Top of Records for the task
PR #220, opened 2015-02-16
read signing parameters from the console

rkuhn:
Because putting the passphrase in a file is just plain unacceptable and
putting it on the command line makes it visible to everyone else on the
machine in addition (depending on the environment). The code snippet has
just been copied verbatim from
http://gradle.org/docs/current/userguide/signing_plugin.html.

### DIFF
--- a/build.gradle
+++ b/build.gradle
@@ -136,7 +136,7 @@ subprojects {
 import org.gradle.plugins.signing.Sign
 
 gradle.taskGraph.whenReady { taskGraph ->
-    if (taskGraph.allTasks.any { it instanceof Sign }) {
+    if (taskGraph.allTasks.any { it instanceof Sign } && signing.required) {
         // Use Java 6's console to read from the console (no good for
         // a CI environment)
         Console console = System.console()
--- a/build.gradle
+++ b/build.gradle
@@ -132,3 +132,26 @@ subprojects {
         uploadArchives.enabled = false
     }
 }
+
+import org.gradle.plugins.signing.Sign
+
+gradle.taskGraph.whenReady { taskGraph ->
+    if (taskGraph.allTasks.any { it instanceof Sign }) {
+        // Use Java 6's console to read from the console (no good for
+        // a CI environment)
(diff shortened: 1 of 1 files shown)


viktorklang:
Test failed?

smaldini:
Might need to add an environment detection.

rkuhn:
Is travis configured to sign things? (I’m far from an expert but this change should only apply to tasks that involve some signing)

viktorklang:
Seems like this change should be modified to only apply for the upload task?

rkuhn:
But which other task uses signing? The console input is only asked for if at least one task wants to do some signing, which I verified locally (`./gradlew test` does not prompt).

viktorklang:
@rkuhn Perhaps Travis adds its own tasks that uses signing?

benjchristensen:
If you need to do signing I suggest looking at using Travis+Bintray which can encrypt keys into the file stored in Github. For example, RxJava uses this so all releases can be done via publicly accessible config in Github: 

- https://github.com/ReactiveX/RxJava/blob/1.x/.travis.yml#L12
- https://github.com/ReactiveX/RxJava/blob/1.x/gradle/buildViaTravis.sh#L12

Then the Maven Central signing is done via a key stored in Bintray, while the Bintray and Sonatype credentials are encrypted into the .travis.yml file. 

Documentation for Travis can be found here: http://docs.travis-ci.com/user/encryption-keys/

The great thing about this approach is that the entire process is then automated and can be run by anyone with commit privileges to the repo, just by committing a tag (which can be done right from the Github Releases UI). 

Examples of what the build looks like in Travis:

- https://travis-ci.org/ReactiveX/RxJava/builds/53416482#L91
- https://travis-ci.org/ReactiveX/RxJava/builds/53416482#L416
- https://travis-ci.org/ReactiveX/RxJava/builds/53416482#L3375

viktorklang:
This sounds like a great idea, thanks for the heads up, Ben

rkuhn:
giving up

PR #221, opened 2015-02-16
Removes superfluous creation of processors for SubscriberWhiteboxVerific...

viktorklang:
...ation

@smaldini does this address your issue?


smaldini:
Bottom of Records for the task
Top of Records for the task
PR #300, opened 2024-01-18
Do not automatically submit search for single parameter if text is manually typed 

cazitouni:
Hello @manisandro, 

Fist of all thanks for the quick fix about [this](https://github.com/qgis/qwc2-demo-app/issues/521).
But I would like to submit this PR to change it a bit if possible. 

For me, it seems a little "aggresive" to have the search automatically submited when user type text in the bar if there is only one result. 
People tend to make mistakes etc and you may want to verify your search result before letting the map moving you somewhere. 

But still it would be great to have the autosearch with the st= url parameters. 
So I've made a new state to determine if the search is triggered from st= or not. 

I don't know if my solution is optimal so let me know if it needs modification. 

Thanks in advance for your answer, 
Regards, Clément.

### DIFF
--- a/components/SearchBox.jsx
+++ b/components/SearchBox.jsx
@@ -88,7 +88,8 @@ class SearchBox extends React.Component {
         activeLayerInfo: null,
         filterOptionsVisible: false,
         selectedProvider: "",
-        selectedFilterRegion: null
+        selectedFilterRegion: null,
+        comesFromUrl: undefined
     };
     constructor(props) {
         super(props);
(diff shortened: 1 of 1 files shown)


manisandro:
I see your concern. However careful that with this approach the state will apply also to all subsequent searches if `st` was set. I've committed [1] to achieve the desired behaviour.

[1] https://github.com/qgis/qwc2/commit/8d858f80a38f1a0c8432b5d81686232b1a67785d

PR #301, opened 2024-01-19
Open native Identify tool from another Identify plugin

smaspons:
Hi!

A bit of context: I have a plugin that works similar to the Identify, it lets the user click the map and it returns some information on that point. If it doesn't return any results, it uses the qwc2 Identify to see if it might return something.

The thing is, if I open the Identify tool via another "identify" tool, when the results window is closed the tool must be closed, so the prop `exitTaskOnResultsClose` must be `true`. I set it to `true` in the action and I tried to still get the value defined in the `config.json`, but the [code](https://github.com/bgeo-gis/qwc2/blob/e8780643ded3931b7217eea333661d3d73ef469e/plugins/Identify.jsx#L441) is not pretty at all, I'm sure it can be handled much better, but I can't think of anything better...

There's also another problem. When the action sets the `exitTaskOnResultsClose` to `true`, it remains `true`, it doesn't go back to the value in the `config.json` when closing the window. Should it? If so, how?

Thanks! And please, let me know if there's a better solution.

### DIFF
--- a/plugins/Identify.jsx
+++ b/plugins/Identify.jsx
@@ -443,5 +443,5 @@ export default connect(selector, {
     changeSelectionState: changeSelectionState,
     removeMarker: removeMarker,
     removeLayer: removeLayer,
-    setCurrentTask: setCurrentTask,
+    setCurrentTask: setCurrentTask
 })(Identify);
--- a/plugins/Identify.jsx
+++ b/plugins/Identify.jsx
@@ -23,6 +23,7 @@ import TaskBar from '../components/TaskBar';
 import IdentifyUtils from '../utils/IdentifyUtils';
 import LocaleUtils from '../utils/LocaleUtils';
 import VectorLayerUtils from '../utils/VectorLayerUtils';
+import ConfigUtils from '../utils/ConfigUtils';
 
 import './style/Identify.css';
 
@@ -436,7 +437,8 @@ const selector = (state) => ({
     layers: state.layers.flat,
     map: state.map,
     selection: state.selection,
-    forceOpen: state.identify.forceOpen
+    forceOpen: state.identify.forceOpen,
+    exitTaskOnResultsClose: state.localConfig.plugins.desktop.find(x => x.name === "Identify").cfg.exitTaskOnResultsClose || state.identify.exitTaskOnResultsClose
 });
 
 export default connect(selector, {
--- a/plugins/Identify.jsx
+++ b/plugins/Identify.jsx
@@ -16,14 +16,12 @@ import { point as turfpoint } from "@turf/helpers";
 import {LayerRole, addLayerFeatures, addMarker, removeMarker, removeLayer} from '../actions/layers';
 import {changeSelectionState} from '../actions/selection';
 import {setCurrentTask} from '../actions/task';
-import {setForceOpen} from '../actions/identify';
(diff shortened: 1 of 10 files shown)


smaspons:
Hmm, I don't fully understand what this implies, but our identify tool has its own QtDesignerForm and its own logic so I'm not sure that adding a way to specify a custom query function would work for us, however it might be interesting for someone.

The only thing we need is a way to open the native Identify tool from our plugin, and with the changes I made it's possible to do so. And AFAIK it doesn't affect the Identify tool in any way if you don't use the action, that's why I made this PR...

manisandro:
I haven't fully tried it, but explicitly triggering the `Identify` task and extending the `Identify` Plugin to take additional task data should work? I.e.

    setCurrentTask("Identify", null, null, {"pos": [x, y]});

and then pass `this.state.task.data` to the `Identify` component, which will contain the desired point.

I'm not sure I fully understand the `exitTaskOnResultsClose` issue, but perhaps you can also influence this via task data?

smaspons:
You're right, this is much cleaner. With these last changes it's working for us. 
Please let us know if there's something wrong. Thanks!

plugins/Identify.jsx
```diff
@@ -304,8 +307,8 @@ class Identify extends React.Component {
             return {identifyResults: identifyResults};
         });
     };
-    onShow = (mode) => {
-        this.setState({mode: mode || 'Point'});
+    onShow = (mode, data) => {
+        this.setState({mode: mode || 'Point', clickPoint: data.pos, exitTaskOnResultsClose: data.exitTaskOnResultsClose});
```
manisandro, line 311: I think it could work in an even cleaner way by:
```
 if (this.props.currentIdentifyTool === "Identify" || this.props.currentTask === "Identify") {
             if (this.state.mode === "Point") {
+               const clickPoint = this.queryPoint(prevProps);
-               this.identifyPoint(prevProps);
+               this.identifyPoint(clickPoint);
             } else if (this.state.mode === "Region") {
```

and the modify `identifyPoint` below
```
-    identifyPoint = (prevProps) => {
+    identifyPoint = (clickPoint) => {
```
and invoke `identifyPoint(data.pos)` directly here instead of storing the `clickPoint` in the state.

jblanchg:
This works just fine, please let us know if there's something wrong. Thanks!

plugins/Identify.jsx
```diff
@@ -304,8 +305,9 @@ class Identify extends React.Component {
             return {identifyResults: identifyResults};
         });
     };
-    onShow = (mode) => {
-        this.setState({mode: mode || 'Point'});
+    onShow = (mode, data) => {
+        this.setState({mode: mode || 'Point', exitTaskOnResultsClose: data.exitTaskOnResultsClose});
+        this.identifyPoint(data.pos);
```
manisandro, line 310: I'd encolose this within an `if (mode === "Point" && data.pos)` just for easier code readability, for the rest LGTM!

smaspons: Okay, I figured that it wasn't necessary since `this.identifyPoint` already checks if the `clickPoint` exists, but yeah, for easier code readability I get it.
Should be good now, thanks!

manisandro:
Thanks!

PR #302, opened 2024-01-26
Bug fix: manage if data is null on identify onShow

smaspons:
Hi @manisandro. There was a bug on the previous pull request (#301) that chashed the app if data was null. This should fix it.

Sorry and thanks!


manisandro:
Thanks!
Bottom of Records for the task
Assigned task
Search the data above and return each line in which "opened" occurs.

Answer space
PR #220, opened 2015-02-16
PR #221, opened 2015-02-16
PR #300, opened 2024-01-18
PR #301, opened 2024-01-19
PR #302, opened 2024-01-26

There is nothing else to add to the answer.